## Source data
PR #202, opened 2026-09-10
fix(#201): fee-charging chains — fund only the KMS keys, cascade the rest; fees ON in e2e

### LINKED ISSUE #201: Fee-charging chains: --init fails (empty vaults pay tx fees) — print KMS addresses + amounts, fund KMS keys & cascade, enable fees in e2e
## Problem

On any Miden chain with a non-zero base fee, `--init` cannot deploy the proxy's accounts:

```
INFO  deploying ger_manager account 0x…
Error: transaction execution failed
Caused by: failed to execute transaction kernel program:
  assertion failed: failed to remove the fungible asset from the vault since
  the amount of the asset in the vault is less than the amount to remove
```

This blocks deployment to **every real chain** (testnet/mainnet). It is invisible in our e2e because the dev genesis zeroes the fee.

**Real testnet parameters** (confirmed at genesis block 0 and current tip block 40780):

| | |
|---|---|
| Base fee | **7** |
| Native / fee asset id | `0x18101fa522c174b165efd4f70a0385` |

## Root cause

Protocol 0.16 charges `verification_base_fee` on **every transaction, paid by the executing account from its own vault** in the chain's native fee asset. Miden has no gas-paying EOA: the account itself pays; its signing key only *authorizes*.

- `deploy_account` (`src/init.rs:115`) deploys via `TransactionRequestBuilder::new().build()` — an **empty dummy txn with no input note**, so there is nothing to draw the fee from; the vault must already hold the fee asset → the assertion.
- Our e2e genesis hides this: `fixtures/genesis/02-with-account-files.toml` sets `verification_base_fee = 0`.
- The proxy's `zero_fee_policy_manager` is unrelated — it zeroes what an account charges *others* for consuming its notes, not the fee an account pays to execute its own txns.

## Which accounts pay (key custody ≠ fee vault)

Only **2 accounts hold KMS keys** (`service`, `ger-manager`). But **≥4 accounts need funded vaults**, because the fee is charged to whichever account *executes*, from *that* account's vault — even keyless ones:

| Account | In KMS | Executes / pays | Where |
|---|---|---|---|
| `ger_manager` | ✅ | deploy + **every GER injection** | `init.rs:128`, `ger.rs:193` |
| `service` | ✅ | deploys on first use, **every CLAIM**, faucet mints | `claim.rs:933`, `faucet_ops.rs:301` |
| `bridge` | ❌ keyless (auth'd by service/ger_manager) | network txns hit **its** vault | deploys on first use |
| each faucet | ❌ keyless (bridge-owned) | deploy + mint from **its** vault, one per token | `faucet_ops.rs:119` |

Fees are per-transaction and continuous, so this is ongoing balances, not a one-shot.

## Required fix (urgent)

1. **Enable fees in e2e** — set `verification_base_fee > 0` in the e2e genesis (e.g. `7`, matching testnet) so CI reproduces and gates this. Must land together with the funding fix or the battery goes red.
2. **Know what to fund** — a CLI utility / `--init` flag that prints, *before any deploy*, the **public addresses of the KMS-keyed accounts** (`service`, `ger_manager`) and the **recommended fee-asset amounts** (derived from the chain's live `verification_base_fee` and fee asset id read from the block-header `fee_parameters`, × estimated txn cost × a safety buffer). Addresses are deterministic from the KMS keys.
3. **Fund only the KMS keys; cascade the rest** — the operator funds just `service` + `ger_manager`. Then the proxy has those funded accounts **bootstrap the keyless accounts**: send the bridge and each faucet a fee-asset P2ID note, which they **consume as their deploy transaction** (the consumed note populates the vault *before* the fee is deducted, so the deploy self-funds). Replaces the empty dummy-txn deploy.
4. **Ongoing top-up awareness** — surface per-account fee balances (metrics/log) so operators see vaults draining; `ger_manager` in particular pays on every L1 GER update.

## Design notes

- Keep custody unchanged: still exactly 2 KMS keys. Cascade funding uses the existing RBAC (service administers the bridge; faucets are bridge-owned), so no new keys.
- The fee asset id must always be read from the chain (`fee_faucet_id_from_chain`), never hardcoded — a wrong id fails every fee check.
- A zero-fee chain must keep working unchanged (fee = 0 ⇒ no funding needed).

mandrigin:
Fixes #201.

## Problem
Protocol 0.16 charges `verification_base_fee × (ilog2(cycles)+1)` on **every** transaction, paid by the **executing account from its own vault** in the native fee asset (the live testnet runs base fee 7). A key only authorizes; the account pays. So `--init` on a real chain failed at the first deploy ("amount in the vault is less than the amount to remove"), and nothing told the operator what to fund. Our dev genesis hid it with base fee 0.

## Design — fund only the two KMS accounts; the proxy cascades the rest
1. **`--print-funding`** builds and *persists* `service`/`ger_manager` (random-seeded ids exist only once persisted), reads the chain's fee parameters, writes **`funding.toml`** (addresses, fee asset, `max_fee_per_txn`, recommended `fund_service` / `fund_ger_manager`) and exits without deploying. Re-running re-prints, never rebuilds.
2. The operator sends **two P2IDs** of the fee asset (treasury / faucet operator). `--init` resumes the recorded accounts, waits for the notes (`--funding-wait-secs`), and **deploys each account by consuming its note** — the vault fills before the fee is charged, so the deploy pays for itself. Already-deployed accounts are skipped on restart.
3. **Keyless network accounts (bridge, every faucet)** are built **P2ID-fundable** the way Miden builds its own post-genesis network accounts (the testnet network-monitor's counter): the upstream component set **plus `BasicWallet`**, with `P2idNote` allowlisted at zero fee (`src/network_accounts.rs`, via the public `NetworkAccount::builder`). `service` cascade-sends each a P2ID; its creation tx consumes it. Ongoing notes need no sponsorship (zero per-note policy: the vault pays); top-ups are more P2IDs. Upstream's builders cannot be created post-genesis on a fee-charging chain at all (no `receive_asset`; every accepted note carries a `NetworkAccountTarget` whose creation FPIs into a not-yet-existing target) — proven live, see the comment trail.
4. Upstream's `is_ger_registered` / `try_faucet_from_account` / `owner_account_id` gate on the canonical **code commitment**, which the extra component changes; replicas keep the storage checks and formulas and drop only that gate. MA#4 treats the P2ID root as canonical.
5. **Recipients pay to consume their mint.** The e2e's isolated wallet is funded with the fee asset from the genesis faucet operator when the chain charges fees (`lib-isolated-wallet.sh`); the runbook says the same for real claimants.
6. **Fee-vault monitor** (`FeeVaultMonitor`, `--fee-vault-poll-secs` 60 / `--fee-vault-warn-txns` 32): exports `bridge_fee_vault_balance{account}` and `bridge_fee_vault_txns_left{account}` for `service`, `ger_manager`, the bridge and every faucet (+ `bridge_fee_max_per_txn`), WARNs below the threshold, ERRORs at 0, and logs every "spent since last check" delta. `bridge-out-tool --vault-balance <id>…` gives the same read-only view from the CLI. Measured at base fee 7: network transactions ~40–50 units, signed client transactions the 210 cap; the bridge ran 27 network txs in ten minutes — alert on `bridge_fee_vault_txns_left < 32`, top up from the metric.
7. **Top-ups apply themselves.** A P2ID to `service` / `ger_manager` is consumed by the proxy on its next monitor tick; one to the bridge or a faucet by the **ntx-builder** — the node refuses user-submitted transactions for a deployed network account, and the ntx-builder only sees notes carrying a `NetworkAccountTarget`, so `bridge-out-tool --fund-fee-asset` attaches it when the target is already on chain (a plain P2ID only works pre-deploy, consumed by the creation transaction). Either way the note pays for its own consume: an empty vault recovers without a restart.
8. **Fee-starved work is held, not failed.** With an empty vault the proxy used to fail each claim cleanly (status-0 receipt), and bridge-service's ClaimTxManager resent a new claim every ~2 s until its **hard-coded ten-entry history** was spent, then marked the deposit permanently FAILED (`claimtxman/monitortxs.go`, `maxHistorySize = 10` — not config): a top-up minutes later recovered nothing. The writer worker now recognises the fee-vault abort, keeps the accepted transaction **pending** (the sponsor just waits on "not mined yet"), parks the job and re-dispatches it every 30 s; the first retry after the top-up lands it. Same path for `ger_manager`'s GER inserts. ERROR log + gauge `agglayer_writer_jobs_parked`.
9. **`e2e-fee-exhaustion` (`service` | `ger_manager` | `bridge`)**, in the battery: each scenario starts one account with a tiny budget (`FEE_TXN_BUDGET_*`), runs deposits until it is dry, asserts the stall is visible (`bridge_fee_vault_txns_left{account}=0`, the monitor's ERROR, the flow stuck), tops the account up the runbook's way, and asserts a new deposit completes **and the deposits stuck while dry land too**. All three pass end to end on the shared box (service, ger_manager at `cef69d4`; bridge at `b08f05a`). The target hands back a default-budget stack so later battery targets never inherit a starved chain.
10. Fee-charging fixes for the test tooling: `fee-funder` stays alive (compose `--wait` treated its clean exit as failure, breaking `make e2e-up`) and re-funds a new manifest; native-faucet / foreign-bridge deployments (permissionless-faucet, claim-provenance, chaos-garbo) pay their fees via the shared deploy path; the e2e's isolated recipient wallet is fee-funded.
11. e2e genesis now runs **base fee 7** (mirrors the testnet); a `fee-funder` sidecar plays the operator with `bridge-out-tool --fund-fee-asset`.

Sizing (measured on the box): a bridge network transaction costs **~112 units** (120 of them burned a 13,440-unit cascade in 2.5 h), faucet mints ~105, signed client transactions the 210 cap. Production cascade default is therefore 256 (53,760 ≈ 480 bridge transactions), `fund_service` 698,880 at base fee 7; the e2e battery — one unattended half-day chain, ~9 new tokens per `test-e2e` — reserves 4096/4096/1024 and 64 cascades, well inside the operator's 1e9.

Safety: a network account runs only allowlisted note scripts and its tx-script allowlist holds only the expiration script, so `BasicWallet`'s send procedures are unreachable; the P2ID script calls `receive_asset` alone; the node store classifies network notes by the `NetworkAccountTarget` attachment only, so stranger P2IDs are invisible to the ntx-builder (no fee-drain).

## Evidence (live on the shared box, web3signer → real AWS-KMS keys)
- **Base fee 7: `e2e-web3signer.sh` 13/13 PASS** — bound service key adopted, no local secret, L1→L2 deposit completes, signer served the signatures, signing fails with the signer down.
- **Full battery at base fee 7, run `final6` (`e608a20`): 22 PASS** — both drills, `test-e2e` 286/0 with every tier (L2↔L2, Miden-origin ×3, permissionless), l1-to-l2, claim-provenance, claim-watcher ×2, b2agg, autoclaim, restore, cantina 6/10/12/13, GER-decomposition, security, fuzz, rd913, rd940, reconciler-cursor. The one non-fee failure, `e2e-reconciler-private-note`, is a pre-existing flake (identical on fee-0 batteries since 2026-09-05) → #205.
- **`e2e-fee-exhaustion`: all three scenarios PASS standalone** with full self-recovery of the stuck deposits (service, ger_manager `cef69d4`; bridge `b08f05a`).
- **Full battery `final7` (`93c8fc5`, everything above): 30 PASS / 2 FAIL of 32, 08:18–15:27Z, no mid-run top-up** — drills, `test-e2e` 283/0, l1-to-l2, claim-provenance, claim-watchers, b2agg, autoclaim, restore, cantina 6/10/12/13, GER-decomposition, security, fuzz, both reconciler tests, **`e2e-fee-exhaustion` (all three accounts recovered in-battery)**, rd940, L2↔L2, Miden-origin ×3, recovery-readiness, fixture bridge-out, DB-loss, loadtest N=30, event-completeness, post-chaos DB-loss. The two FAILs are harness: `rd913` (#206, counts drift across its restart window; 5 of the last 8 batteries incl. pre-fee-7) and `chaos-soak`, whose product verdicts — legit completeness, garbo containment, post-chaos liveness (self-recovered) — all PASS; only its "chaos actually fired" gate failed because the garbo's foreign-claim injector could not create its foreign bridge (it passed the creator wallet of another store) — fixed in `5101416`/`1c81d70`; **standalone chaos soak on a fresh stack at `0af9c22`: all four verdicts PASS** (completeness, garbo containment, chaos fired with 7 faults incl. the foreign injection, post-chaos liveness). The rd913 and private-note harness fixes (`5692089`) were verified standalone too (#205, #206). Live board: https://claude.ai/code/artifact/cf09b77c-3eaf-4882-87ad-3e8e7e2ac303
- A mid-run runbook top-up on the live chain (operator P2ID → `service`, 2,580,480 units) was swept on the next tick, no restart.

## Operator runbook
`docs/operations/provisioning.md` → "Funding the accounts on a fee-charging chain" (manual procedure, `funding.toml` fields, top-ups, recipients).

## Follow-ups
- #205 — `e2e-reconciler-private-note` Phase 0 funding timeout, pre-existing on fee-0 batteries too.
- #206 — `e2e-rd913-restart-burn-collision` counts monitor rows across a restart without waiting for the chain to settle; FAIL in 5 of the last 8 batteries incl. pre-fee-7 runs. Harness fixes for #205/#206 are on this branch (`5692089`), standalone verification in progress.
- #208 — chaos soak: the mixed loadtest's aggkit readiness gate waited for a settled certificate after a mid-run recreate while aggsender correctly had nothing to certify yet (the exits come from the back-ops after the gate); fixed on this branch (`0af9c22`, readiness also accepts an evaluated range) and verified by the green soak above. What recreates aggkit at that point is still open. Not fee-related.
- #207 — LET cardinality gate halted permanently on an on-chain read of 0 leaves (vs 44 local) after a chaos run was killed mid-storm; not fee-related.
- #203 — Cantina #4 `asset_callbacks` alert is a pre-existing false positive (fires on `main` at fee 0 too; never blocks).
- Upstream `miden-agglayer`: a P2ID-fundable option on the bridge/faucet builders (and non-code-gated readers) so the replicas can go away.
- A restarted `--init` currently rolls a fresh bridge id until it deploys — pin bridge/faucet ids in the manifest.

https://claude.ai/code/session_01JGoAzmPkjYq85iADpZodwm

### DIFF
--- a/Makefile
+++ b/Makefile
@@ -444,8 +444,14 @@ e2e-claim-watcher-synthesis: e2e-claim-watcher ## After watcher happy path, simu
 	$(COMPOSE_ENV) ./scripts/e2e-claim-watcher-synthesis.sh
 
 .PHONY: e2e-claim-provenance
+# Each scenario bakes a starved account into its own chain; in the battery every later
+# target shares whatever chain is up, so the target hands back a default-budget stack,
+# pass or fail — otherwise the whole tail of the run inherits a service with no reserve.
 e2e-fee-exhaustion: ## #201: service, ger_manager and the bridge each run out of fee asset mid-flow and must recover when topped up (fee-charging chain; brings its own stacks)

## What this task involves
Every line above with the word "local" is to be copied out.

## Solved exercise
- **Base fee 7: `e2e-web3signer.sh` 13/13 PASS** — bound service key adopted, no local secret, L1→L2 deposit completes, signer served the signatures, signing fails with the signer down.
- #207 — LET cardinality gate halted permanently on an on-chain read of 0 leaves (vs 44 local) after a chaos run was killed mid-storm; not fee-related.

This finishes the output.